Data for this exercise:
□ □ □ □ □ □ □

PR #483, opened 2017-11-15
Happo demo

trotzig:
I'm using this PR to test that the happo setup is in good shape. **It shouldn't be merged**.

□ □ □ □ □ □ □

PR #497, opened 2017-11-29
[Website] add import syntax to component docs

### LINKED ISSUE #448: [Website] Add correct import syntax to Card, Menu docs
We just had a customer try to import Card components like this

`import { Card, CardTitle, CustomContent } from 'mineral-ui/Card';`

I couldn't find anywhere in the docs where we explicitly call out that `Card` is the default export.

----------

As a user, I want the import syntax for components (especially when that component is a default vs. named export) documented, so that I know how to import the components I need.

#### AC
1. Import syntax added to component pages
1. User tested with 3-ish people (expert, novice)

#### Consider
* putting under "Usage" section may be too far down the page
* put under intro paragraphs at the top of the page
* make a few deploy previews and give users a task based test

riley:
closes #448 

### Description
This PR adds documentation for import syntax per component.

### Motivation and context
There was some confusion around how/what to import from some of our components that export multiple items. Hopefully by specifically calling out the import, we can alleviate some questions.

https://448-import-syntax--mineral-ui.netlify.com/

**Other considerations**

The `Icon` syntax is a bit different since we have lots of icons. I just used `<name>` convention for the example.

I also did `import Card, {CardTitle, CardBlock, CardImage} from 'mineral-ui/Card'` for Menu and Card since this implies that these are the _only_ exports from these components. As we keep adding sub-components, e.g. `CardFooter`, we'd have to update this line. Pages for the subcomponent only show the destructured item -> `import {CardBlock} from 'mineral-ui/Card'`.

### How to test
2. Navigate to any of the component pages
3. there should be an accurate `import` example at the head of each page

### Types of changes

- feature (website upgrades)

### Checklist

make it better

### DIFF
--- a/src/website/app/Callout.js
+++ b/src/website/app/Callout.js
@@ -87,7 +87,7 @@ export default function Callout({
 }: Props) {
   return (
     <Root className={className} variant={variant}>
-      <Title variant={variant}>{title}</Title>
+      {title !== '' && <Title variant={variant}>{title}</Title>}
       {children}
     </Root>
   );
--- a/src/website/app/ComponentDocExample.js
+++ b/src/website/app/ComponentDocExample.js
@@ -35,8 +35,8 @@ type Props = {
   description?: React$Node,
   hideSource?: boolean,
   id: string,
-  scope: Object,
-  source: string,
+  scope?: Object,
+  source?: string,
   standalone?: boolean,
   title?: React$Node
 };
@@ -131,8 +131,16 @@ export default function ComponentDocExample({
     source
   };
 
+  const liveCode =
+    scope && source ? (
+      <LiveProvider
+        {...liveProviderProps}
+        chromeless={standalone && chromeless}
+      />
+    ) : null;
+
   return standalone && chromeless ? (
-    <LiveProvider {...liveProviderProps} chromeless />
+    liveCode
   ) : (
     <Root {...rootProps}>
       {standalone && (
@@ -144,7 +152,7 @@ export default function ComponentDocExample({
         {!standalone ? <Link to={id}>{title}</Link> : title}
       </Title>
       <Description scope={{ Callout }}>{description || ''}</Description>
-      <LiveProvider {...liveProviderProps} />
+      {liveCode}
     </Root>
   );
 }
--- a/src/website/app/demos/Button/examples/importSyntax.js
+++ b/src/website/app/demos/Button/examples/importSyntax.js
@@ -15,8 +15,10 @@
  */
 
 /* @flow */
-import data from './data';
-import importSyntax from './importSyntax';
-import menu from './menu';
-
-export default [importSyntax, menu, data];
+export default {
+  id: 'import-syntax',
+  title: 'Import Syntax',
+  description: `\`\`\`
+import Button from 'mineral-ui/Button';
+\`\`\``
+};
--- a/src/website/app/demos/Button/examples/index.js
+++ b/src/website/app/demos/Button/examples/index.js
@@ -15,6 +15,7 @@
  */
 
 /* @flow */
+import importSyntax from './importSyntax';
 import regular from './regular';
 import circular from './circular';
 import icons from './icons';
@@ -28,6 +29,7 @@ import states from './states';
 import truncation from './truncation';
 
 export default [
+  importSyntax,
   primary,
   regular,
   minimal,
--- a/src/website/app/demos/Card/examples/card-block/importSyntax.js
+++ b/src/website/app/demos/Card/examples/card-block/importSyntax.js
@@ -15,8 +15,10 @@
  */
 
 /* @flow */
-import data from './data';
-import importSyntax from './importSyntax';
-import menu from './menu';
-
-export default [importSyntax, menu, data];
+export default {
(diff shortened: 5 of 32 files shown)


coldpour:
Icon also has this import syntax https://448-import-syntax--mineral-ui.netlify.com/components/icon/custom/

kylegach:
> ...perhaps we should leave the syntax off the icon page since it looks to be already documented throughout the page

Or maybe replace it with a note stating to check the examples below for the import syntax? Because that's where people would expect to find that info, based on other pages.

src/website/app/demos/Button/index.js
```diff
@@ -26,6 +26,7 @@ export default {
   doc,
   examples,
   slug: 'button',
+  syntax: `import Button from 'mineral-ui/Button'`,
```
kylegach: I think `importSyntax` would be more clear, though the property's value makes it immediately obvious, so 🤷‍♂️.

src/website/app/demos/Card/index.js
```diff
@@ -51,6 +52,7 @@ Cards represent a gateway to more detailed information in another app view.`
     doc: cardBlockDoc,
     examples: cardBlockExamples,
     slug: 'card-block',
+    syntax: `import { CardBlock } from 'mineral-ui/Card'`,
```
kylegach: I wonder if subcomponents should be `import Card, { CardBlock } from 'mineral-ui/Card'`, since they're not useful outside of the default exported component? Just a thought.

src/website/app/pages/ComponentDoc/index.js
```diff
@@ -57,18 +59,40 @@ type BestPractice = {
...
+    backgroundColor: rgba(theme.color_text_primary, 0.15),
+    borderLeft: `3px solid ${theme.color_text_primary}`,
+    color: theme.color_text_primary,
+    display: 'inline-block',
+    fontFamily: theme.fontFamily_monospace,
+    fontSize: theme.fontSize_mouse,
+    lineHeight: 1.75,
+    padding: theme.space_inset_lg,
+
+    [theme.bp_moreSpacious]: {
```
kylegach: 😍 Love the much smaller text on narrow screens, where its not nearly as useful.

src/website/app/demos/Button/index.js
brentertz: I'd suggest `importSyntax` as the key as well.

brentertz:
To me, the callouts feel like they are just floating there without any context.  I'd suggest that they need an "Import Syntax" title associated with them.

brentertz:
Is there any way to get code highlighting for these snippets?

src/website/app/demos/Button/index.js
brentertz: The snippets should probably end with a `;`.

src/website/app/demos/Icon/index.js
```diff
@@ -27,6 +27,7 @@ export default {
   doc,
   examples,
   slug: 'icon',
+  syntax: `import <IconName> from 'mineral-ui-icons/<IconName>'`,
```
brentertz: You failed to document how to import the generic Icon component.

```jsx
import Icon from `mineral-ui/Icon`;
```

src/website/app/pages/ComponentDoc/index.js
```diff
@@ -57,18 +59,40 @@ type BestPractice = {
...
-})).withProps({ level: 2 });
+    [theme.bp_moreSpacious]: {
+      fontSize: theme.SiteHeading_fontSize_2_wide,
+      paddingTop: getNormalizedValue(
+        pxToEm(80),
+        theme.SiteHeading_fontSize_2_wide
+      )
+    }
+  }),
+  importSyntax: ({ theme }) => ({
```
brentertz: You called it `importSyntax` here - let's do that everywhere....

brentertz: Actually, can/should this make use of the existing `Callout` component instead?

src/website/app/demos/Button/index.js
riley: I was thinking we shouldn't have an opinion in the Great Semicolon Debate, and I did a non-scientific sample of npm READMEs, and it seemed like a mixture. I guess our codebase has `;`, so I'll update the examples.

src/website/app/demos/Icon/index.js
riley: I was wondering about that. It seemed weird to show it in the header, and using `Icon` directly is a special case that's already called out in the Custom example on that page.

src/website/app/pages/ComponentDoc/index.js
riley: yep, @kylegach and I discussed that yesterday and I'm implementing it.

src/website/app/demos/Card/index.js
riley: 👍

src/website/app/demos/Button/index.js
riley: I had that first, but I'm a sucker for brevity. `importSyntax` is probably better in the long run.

□ □ □ □ □ □ □

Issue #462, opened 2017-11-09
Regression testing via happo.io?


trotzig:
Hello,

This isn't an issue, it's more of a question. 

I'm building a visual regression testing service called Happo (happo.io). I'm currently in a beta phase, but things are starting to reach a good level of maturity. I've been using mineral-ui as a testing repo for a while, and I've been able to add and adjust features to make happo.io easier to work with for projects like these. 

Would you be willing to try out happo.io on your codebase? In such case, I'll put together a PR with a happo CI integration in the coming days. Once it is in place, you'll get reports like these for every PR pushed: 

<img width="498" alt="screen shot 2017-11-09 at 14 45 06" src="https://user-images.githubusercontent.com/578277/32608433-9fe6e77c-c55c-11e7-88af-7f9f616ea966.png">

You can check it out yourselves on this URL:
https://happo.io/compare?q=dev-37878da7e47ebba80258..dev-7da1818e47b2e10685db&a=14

□ □ □ □ □ □ □

What to produce: Set down, exactly as they stand above, the lines starting with the line with "[Website] add import syntax to component docs" and going on through the line with "### Motivation and context", and no others.

Response to this exercise:
[Website] add import syntax to component docs

### LINKED ISSUE #448: [Website] Add correct import syntax to Card, Menu docs
We just had a customer try to import Card components like this

`import { Card, CardTitle, CustomContent } from 'mineral-ui/Card';`

I couldn't find anywhere in the docs where we explicitly call out that `Card` is the default export.

----------

As a user, I want the import syntax for components (especially when that component is a default vs. named export) documented, so that I know how to import the components I need.

#### AC
1. Import syntax added to component pages
1. User tested with 3-ish people (expert, novice)

#### Consider
* putting under "Usage" section may be too far down the page
* put under intro paragraphs at the top of the page
* make a few deploy previews and give users a task based test

riley:
closes #448 

### Description
This PR adds documentation for import syntax per component.

### Motivation and context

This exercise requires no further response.